Cette règle, prise en application du Dodd-Frank Act, établit (i) des exigences supplémentaires de reporting régulier pour les courtiers en bourse, qui prendraient en compte les activités relatives aux swaps sur titres financiers (security-based swaps) ; (ii) une obligation pour les courtiers de produits dérivés d’actifs financiers de notifier à la SEC toutes difficultés financières qu’ils rencontreraient ; (iii) sous certaines conditions, la possibilité de solliciter une exemption des exigences de reporting pour les courtiers boursiers répondant à des exigences équivalentes hors des États-Unis ; et enfin (iv) une exemption des exigences de reporting pour les SBSD et MSBSP enregistrés auprès de la Commodity Futures Trading Commission (CFTC), et satisfaisant déjà à des obligations de reporting similaires.

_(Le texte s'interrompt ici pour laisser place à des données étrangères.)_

PR #1418, opened 2026-06-17
ci: Update audit findings

matz3:


d3xter666 (approved):

codeworrior (approved):
New/modified entries look reasonable as they affect documentation (deps around vitepress) or tests (js-yaml) only - where the usage of the dependencies is under our control.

La règle adoptée entrera en vigueur à l’issue d’une période de 60 jours.

 


 

Brèves

 

-La Chambre des Représentants, contrôlé par les Démocrates, a adopté un texte de budget temporaire afin d’assurer jusqu’au 21 novembre la continuité du financement de l’administration fédéral à partir 1er octobre 2019, début de l’année fiscale 2020.  Il revient désormais au Sénat de se prononcer sur le texte. L’absence de texte budgétaire avant le début de la nouvelle année fiscale entrainerait un shutdown (arrêt des services publics définis comme non essentiels)

 

-La proposition de loi de finances partielle pour 2020 relative au budget du Treasury, de la SEC et de la CFTC, adoptée par la commission d’appropriations (appropriation committee) du Sénat le 19 septembre, comporte un amendement qui enjoint la SEC à évaluer les conséquences des programmes de rachats d’action (buybacks) sur l’investissement, la dette d’entreprise et la croissance économique.

 

-Lors d’un entretien sur Fox Business le jeudi 19 septembre, Donald Trump a assuré que la situation de Jerome Powell à la tête de la Fed « n’est pas menacée » (« is safe »). Cependant, réitérant ses critiques de la veille sur les décisions du FOMC (cf. supra), il a fustigé une nouvelle fois la politique monétaire de la Fed et déploré que les États-Unis ne puissent pas « être payés quand ils empruntent de l’argent comme en Allemagne ».

 

-Le Sénat a confirmé le 12 septembre la nomination, pour un mandat de 14 ans, de Michelle Bowman en tant que community bank representative du conseil des gouverneurs de la Fed. Cette confirmation, obtenue à 60 contre 31, renouvelle le mandat de Michelle Bowman, qui occupe cette fonction depuis novembre 2018.

 

-Le 18 septembre, le Sénat a confirmé, à une majorité de 54 voix contre 38, la nomination de Brent McIntosh au poste de directeur du Treasury (undersecretary) pour les affaires internationales. Il est remplacé dans ses fonctions de directeur juridique du Treasury par Brian Callanan.

 

-Le 13 septembre, la Federal Housing Finance Agency (FHFA), le régulateur des entreprises parapubliques chargées de la titrisation immobilière (government sponsored enterprises, GSE) a annoncé la hausse temporaire du plafond de prêts immobiliers (mortgages) accordés pour des habitats collectifs (multifamily housing), que les deux entreprises parapubliques, Fannie Mae et Freddie Mac, peuvent racheter. Par ailleurs, les prêts finançant des travaux qui renforcent l’efficacité énergétique des logements (green loans) seront désormais intégrés à ce plafond.